Many people wonder what the effect of Obama’s second administration will be on small business. How small are those small businesses? It varies, but in America, the top end is 1500 workers and profits in the $20,000,000 range. Obama actually kept tax cuts for business that were at least that “small” and established unprecedented incentives, in place at least until the recession ends. Not only do mom-and-pop pizza places not fall under these guidelines, neither does Papa John’s: a franchised location would have to have 50 full-time employees in order to be required to provide insurance. (Those with less than 25 employees actually receive a 35 percent tax credit to help them buy insurance for their employees if they choose to; that goes up to 50 percent next year.)
McDonald’s knows all this, which is why they haven’t been complaining about Obamacare. Their franchise locations average $1 1/2 to 2 million a year in receipts. Most of that goes back into the business, of course, but the added cost of the new health care law — $10,000 – $30,000 per store — comes out to about 1 percent of revenue. Since Papa doesn’t have to worry about 4/5 of his locations anyway, and since Treasury estimates 90 percent of his people in the front office make enough money to already have their own insurance, this leaves him plenty of money with which to enjoy his palatial estate, replete with its own golf course, his $350 million dollar personal fortune, and his $23 million condo in Utah.

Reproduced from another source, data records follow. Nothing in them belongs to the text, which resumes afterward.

PR #324, opened 2016-06-23
Make Travis happy

vvs-:
There were three actual reasons:
- compiler warnings
- `std=c99` flag prevented linking of libvorbis
- no SDL2_image

### DIFF
--- a/CMakeLists.txt
+++ b/CMakeLists.txt
@@ -13,18 +13,20 @@ add_subdirectory(doc)
 
 if(CMAKE_COMPILER_IS_GNUCXX)
   message(STATUS "GNU C++-like compiler detected")
-  set(CMAKE_CXX_FLAGS "${CMAKE_CXX_FLAGS} -std=c++11 -Wall -Wextra -Weffc++")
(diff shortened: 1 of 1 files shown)


stohrendorf:
Well, not entirely, unfortunately. OpenTomb itself has to be compiled with `--std=c99`, while the external libs mustn't. So either the external libs must be wrapped into `add_library`, or the system provided libs must be used.

vvs-:
It doesn't require it. I've built OpenTomb executable and it's running successfully.

stohrendorf:
But Travis isn't happy :)

vvs-:
How do you know? It still using old project.

BTW, there are no C files in OpenTomb, so how it could be affected?

vvs-:
Who wants to fix that? There are several ways. It can be fixed on Travis side, on OpenTomb side, or in this CMakeLists.txt. I won't be able to work on it until tomorrow, but this branch is open for any developer to add commits to it.

TeslaRus:
OK, if You want to fix autobuild, You can push it without my resolution (CMakeLists.txt, .travis.yml and other autobuild script), but I suggest something like vvs make fix, stohrendorf check it, and stohrendorf make fix, vvs check it...

PR #1929, opened 2016-06-12
Fixes #1905

### LINKED ISSUE #1905: FBP Cutting Limbs Off and Items
so like
i'll try my best to explain this like
if you cut off a robot's limbs, and he has items on those limbs, he later cannot interact with said items and you cannot remove them, they do not show up
to be able to whip off my glasses/boots/display monitor
#### What actually happened
I can't
#### Steps to reproduce
give robot glasses, cut robot head off, put robot head back on, watch as glasses are nullspace
#### Additional info:

Arokha:
*screams forever* :crying_cat_face: 

This one almost got me. Organs were defined in two places, probably because of a merge error, and /obj/item/organ/external/head/removed() was defined in THREE places. Pls. Why you do this. PLSSSS.

The actual problem was that calling u_equip is not the thing to call to unequip things. Don't call it. Use drop_from_inventory.


SpadesNeil:
That reminds me. I wonder if the Captain's space suit is still defined in two places because Baystation never seems to fix that.

PR #1931, opened 2016-06-13
Adds actual video calls to communicators

Arokha:
'chu heard me. S'what it does. When you're on a call, there's a "Start Video" button next to each person. When you click it, you actually look through their thing, like a ghost might if they ghostcalled. You have to stay within 1 tile of a video showing communicator to see it.

Multiple people can share one communicator video stream by setting it on a table or whatever, and examining it. There's a message like "It appears to be showing a video: [view]" and you can click view and you can all look at the video. COLLABORATION. SYNERGY. OTHER BUZZWORDS.

I also added the feature of DECLINING voice requests from people. No reason they should sit there forever if you don't wanna talk to them.

Also communicators show up on a special camera list on security consoles, but the same EPv2 network visibility setting turns this off as well if you wanna be all hidey. This does mean that people with the visiblity on serve as sort of roaming AI cameras for the AI as well. So the AI can watch you repair the outside of the station or whatever if you want.

Edit: Oh right, and I added an iconstate for communicators showing video, which is like, a little blue screen with scanlines. So you can know when a good time to walk up and examine them would be.


Arokha:
For fluff context, they were always video calls. I asssummmeeee they are like Skype video calls if you do multi-way video and it has video thumbnails? So, 'Start Video' must just like... enlarge one person's video on the call! Even not doing video still shows you emotes if you're within a few tiles of the screen, I presume because you can see the little video thumbnails.

EmperorJon:
I should probably have asked for a changelog. Oh well. :\

Arokha:
@EmperorJon Sorry. I've never done one. You'd have to teaaaach me. :O

PR #1932, opened 2016-06-13
Fitness Vendor Changes + Fixes

Yoshax:
See commit messages.

### DIFF
--- a/code/game/objects/items/weapons/towels.dm
+++ b/code/game/objects/items/weapons/towels.dm
@@ -12,3 +12,7 @@
 /obj/item/weapon/towel/attack_self(mob/living/user as mob)
 	user.visible_message(text("<span class='notice'>[] uses [] to towel themselves off.</span>", user, src))
 	playsound(user, 'sound/weapons/towelwipe.ogg', 25, 1)
+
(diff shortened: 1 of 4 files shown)


code/game/objects/items/weapons/towels.dm
```diff
@@ -12,3 +12,7 @@
 /obj/item/weapon/towel/attack_self(mob/living/user as mob)
 	user.visible_message(text("<span class='notice'>[] uses [] to towel themselves off.</span>", user, src))
 	playsound(user, 'sound/weapons/towelwipe.ogg', 25, 1)
+
+/obj/item/weapon/towel/random/New()
+	..()
+	color = "#"+get_random_colour()
```
Techhead0: `get_random_colour()` doesn't include the `#`?  That's dumb.

Arokha: I generally agree. I was halfway through writing a proc that did before I realized GRC even exists and with heavy sigh decided to use GRC because _conformity_

Techhead0: I did a search, there are not many uses of it. Would probably not be hard to change them.

PR #1934, opened 2016-06-14
Loyalty implant for HoP

SpadesNeil:
I'm pretty sure this used to be the case and I don't know why it was changed.

Why would you NOT give a loyalty implant to the guy who can give himself (and others) all access, is second in command to the Captain, and has access to everyone's bank accounts?

HoS, HoP, and Captain all have the power to individually single handedly doom the entire station if they decide they want to be jerks at work that day. If NanoTrasen is going to buy loyalty implants for them, they should have implants for all three of them or none at all.

### DIFF
--- a/code/game/jobs/job/captain.dm
+++ b/code/game/jobs/job/captain.dm
@@ -30,13 +30,13 @@ var/datum/announcement/minor/captain_announcement = new(do_newscast = 1)
 			if(2) H.equip_to_slot_or_del(new /obj/item/weapon/storage/backpack/captain(H), slot_back)
 			if(3) H.equip_to_slot_or_del(new /obj/item/weapon/storage/backpack/satchel/cap(H), slot_back)
 			if(4) H.equip_to_slot_or_del(new /obj/item/weapon/storage/backpack/satchel(H), slot_back)
-		H.equip_to_slot_or_del(new /obj/item/clothing/under/rank/captain(H), slot_w_uniform) 
+		H.equip_to_slot_or_del(new /obj/item/clothing/under/rank/captain(H), slot_w_uniform)
 		if(H.age>49)
-			// Since we can have something other than the default uniform at this  
+			// Since we can have something other than the default uniform at this
 			// point, check if we can actually attach the medal
 			var/obj/item/clothing/uniform = H.w_uniform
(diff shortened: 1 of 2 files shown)


Serithi:
Because we're not grimderp?

SpadesNeil:
Grimderp? So, loyalty implanting the guy with access to all of the station's weapons, and implanting the guy with access to the whole station, but we're not implanting the guy who can give himself access to the whole station just because he feels like it?

Respectfully, that doesn't sound like a sensible and consistent way of doing things. Considering this is how it is on other servers I've played, this seems like an oversight.

mwerezak:
I think you missed the point.

SpadesNeil:
Then let's remove them entirely instead if that's the opinion of them.

I like the idea of loyalty implants but that's just me.

Yoshax:
AFAIK, Loyalty implants aren't used at all.

zekesulastin:
@SpadesNeil It actually is a config option in game_options.txt; the implant_loyalty function checks that option.  USE_LOYALTY_IMPLANTS is commented by default.

SpadesNeil:
Well then I'm going to re-open this after all. :U

Serithi:
I'm still failing to see how this would be legally accepted in the slightest.

zekesulastin:
@Serithi It's not on for Polaris or by default in Polaris code: https://github.com/PolarisSS13/Polaris/blob/master/config/example/game_options.txt#L66 - Spades is just trying to fix an inconsistency for when that config option is enabled.

I'm not really for or against it, as it's mainly a balance discussion that does not affect Polaris since we do not have those implants available.

Datraen:
There's no real reason not to, but also no real reason for us to.

I'm good with the change going through for downstreams, as it's not overridden in implementation here.

:+1:

EmperorJon:
If downstream maintenance of loyalty implant mechanics is wanted, then this makes sense, yes.

Spookerton:
There's no real value in this change for Polaris, but it does represent correctness for a feature that we have retained, if only because it can be disabled. Sure why not. :+1:

Yoshax:
I'll probably not run the changelog for this when I do so, cause it'll no doubt confuse people. But all is well.

PR #1936, opened 2016-06-14
Allows cards to go on the ear slot

Mark9013100:
Allows ID cards, emags, and disks to go on the ear slot.
Port of: https://github.com/Baystation12/Baystation12/pull/13382


redstryker:
I thought you meant playing cards and got really excited. :(  But support anyway.

Hubblenaut:
This doesn't actually do as it says. Be aware that the slot_flags field gets overwritten by several card subclasses.

PR #1944, opened 2016-06-15
Makes snowy overlays have directions in the sprites instead of different obj's

Yoshax:


Spacemanspark:
This is rather...
Snowflake.
Ayyyyyyyyyyyy

PR #1947, opened 2016-06-16
Adds mob sprites for the headsets

Mark9013100:
Implements on-mob sprites for the normal headsets.

Normal:

Security:

Medical:

Engineering:

Service:

Command/Science:

Cargo:

Also renames the ERT headset and gives it the unused centcom sprite:

*Also comments out the unused medical research and roboticist headsets.


Yoshax:
I dunno if I'm the only person, but I kinda like them not having sprites. Gives a nice clean look ;-;

Also you probably shouldn't that out, it's not causing any problems, and can be spawned by admins or such for stuffs. Is no real need to comment it out.

Mark9013100:
I'll un-comment it out then.

Datraen:
Is this above or below the hair layer?

Mark9013100:
Goes above.

Anewbe:
If only there was a way to have it both visible and invisible... 
Because I like this in theory, but in practice I don't want that sticking up from my head.

mwerezak:
What happened to the original headset mob sprites? Those were pretty subtle, I liked them.

Mark9013100:
It was inconsistent, as only the default headset had a sprite while the rest didn't(excluding the bowman headsets).

mwerezak:
Just a matter of adding some colours right?

Datraen:
Yeah, I figured it was above based on how headtail decorations are.

I'm against this entirely. It will be an issue with Skrell headtails.

nachomeep:
I'd love this if it were under the hair layer. Also, I just want consistency between the default existing and these not.

PR #1951, opened 2016-06-17
Makes cult sword an actual sword

Yoshax:


Datraen:
:+1: Thought someone would done this by now.

PR #1953, opened 2016-06-18
Adds NT brand prosthetics

Anewbe:
Adds in some spiffy new NanoTrasen brand prosthetics. You can show up with 'em or you can build 'em (don't need a disk, either).

Moves the Morpheus torso back to the old ways, where the limbs actually match the body. The current Morpheus torso is the base for the NT set.


Datraen:
Pictures of these changes/additions?

Anewbe:
nanotrasen


Morpheus is on top, NanoTrasen is on the bottom.

Datraen:
I don't see a problem with them as they are currently presented, so :+1:.

Spacemanspark:
Reminds me of Worker Joes

PR #1955, opened 2016-06-18
510 Improved Overlays

OrbisAnima:
Fixes auto blindness and no click on 510 servers, lessens the lag of
mesons and material scanners, and I suspect the general speed as well.

I only made it work for Polaris (and by extention, to our server, Eros),
and adapted it a bit. ( did readded the Allies cocktail too)

Ported from:

https://github.com/Baystation12/Baystation12/commit/7c2cc890abf840b1a9967bc26c36581301e7229c
https://github.com/Baystation12/Baystation12/pull/13430


PsiOmegaDelta:
You'll also want https://github.com/Baystation12/Baystation12/pull/13430.

OrbisAnima:
@Datraen, I also forgot to mention that this will also re-add the Allies cocktail into the game

OrbisAnima:
@PsiOmegaDelta  thanks, I will check it out and add it!

PsiOmegaDelta:
Actually, just went through the diffs. The linked PR is also included, simply not mentioned.

OrbisAnima:
Yeah, I started this one on Eros, and then we though it would be better to make it upstream. I did have a bit of a problem with the add click catcher, but it seems the system took the commented version. Let me test it again with them enabled and see what happens

OrbisAnima:
sadly it throws an error
 runtime error: wrong type of value for list
proc name: add click catcher (/mob/proc/add_click_catcher)
  source file: hud.dm,387, and I think it's mostly related to the 
client.screen += client.void
wich happens to other instances of screen += void if not removed, any ideas on how to solve it, anyone?

code/modules/client/client procs.dm
```diff
@@ -157,7 +157,7 @@
 	nanomanager.send_resources(src)
 
 	if(!void)
-		void = new()
+		void = void.MakeGreed()
```
PsiOmegaDelta: You've replaced the line ```void = new()``` while it still needs to be there, as otherwise you're calling null.MakeGreed().

OrbisAnima:
I see, between everything I forgot to check what MakeGreed did, thanks Psi!

OrbisAnima:
There we go, tested on local, looking good

code/modules/client/client procs.dm
```diff
@@ -157,7 +157,7 @@
 	nanomanager.send_resources(src)
 
 	if(!void)
-		void = void.MakeGreed()
+		void = new()
```
PsiOmegaDelta: You need both lines :p
```
	void = new()
	void.MakeGreed()
```

OrbisAnima:
Ammended :P

OrbisAnima:
@Yoshax we seem to be good!

Yoshax:
Toot, toot. 510 train.

Datraen:
Question I would have asked if I wasn't otherwise occupied was whether or not this would cause compiling issues on 509, but since it's merged, it's a moot point.

OrbisAnima:
Sadly I didn't tested it on 509, wich in restrospective would had been a good idea...

PsiOmegaDelta:
Bay is running on 509 and things seem to be running, superficially at least, just fine.

PR #1973, opened 2016-06-25
Makes Buildmode Great Again

Neerti:
Adds the following;
Control-click to copy object type to adv. buildmode
Ability to instantly build a rectanglar room with custom walls and floor by clicking two points.
Ability to create two ladders, linked to each other, and have correct icons, by clicking two points.
Ability to instantly move one object into another object by left/right clicking.
Ability to make anything glow, with custom range, intensity, or color, or to reset glowing.
Partial pathnames for all buildmode path inputs.
Adds spans.


EmperorJon:
We're going to build a wall.
And it'll be really easy, thanks to this update!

In fact, Papa not only takes five times what Obamacare costs from his franchisees already, he also takes an additional three percent on top of that for… his advertising budget. (7 percent also has to be spent on local ads.) This budget helps pay for all those awkward commercials you’re inundated with during football season; the latest one features living legend (and fellow conservative) Peyton Manning helping Schnatter give away 2,000,000 free pizzas this year — pizzas apparently not tied down to the cost of Obamacare. Then Peyton announces that he, too, is a new franchisee, having just bought 21 outlets, part of the 1500 new ones that Papa is somehow still preparing to open despite the crippling blow to his bottom line. Of course, like Applebees, Schnatter’s brand was a major contributor to the Mitt Romney campaign. Perhaps he’s just trying to get some of that money back.